Natural zeolites have been known and studied for about 250 years. In the 1850s, the ion exchange ability of natural zeolites was commercially exploited for water softening (removing Ca or Mg from water passing through a zeolite bed). Presently, the ion exchange property of zeolite minerals is used to extract radioactive isotopes from fluids in the nuclear industry. The molecular sieve behavior of the mineral chabazite has been used to mitigate SO2 pollution. However, the largest use of natural zeolites is for pet litter.
It was not until the 1930s and 1940s that scientists started to synthesize zeolites. Since then, hundreds of zeolites have been synthesized, the vast majority of which do not exist in nature. It is these synthetic zeolites that are used in petrochemical applications. The zeolites most commonly used as petrochemical catalysts have a faujasite type structure, the so-called Y zeolites—either rare earth exchanged, REY or ultrastable Y (USY)—or a compound known as ZMS-5.

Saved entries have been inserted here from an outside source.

PR #627, opened 2026-06-18
fix(ferment): include gates in one-shot scope_ferment nudge

kodburn:
Closes https://castai.atlassian.net/browse/LLM-2184
## Root cause

The --ferment-oneshot bootstrap nudge (`buildOneshotNudge`) listed scope_ferment parameters — ferment_id, title, goal, success_criteria, constraints, phases — but omitted the required `gates` array. The schema (`ScopeParams.gates`) is non-optional and `validateGatesOrErr` hard-fails any call missing it. Models that trusted the user message — most reliably reproduced with minimax-m3 on tune-mjcf — emitted scope_ferment without gates, hit the prepare-arguments guard, and stalled with the ferment stuck in draft (reward=0).

## What changed

- `oneshot.ts`: add `gates: P1/P2/P3 plan-scope gate verdicts` to the scope_ferment parameter list with an explicit 'schema hard-rejects calls missing this array' reminder so the model includes gates on the first attempt.
- `prompt-block.ts`: the planner supplement said 'Do NOT call scope_ferment directly — only propose_ferment_scoping' unconditionally, but that rule applies only to the interactive flow where markScopingInteractive is armed. In one-shot mode the gate at lifecycle.ts:586-587 is bypassed, both tools are visible, and the bootstrap nudge explicitly tells the model to call scope_ferment. Thread the `oneshot` flag through `buildFermentPromptBlock` and branch the rule: interactive keeps the strict text, one-shot gets 'either scope_ferment or propose_ferment_scoping is fine; pick whichever matches your plan.' The branch applies across draft, planned, and running statuses since a one-shot run walks all three.

## Regression tests

- `oneshot.test.ts` (new, 7 tests): asserts the user message names gates, references P1/P2/P3, mentions schema rejection.
- `prompt-block.test.ts` (+4 tests, +1 updated assertion): explicit mode-aware assertions for both surfaces; one-shot rule holds across all three lifecycle states.

## Verification

- `pnpm run check` (lint + typecheck): clean.
- `pnpm vitest run src/extensions/ferment/`: 639/639 passing.
- Reproduction: `/tmp/repro/probe-rootcause.mjs` variant A now emits a clean scope_ferment call (was stalling pre-fix).

Repro bench: terminal-bench/tune-mjcf minimax-m3 reward=0 (2026-06-17 bench session)

## Linked issue

Closes #

## Checklist

### DIFF
--- a/src/extensions/ferment/prompt-block.ts
+++ b/src/extensions/ferment/prompt-block.ts
@@ -39,13 +39,9 @@ function buildPlannerSupplement(f: Ferment, continuationPolicy: ContinuationPoli
 			: "Automated continuation policy is active: do not ask the user to confirm phase advancement or step results. Continue through all stages until the ferment is complete, blocked, or paused."
 	const delegationCheckpoint =
 		"For broad existing-codebase scoping requests, follow the shared discovery guidance in the Upfront Contract before drafting recommendations."
-	// In one-shot mode the interactive gate (markScopingInteractive) is never
-	// armed, so scope_ferment is a perfectly legal tool — the bootstrap nudge
-	// (`oneshot.ts`) tells the model to call it. The interactive flow still
-	// routes through propose_ferment_scoping, so we keep that rule there and
-	// soften it here. Either way, every call must carry the P1/P2/P3 gates.
+	// One-shot uses scope_ferment directly; interactive routes through propose_ferment_scoping.
 	const scopeFermentDirectCallRule = isOneshot
-		? "Either `scope_ferment` or `propose_ferment_scoping` is fine; pick whichever matches the shape of your plan. Either call must include the full P1/P2/P3 plan-scope gate verdicts in the `gates` array — the schema hard-rejects calls missing this array."
+		? "Call `scope_ferment` directly — do NOT use `propose_ferment_scoping` (that tool is for the interactive TUI flow, which is not active in one-shot mode). The call must include the full P1/P2/P3 plan-scope gate verdicts in the `gates` array — the schema hard-rejects calls missing this array."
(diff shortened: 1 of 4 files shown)


src/extensions/ferment/prompt-block.ts
```diff
@@ -39,6 +39,14 @@ function buildPlannerSupplement(f: Ferment, continuationPolicy: ContinuationPoli
 			: "Automated continuation policy is active: do not ask the user to confirm phase advancement or step results. Continue through all stages until the ferment is complete, blocked, or paused."
 	const delegationCheckpoint =
 		"For broad existing-codebase scoping requests, follow the shared discovery guidance in the Upfront Contract before drafting recommendations."
+	// In one-shot mode the interactive gate (markScopingInteractive) is never
+	// armed, so scope_ferment is a perfectly legal tool — the bootstrap nudge
+	// (`oneshot.ts`) tells the model to call it. The interactive flow still
+	// routes through propose_ferment_scoping, so we keep that rule there and
+	// soften it here. Either way, every call must carry the P1/P2/P3 gates.
+	const scopeFermentDirectCallRule = isOneshot
+		? "Either `scope_ferment` or `propose_ferment_scoping` is fine; pick whichever matches the shape of your plan. Either call must include the full P1/P2/P3 plan-scope gate verdicts in the `gates` array — the schema hard-rejects calls missing this array."
```
mikenorgate: Is there a reason we have two options, just seems like its going to cause confusion

kodburn: You're right, this is sloppy. Oneshot should use `scope_ferment` - `propose_ferment_scoping` is for interactive planning

mikenorgate (approved):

Zeolites in Petroleum CrackingThere is a strong economic (and strategic) desire to extract more gallons of gasoline (or diesel fuel) per barrel of oil. There may always be 42 gallons of oil in a barrel, but how the refinery processes it will determine if that barrel yields 12, 20 or more gallons of gasoline. In the early 1960s, refineries using fluid catalytic cracking (FCC) processing (the most widespread process) with amorphous aluminosilicate catalysts yielded ~14 gallons per barrel. By the late 1980s, similar processes using USY zeolites were yielding ~20 gallons per barrel—about a 42% increase.
Since lead additives used to control engine knock were banned, increasing octane numbers has become important. The low aluminum to silicon ratio in USY helps here, as does the small pore size of the ZSM-5 zeolite, which filters out the highly branched molecules that increase knock. Today, FCC catalysts are frequently composite particles containing both USY and ZSM-5 zeolites. As each FCC facility is a unique design, virtually each one uses a customized zeolite catalyst composition/composite. Since the pore sizes of zeolites are too small to catalyze the cracking of large molecules, most FCC catalysts are composites of an amorphous aluminosilicate matrix (~100 Angstrom pores) with mixed zeolite particles.
A growing alternative to FCC is hydrocracking, where cracking is carried out at higher hydrogen pressures. Zeolite catalysts have led to reduced temperatures and hydrogen pressures, thus significantly improving the economics of the process.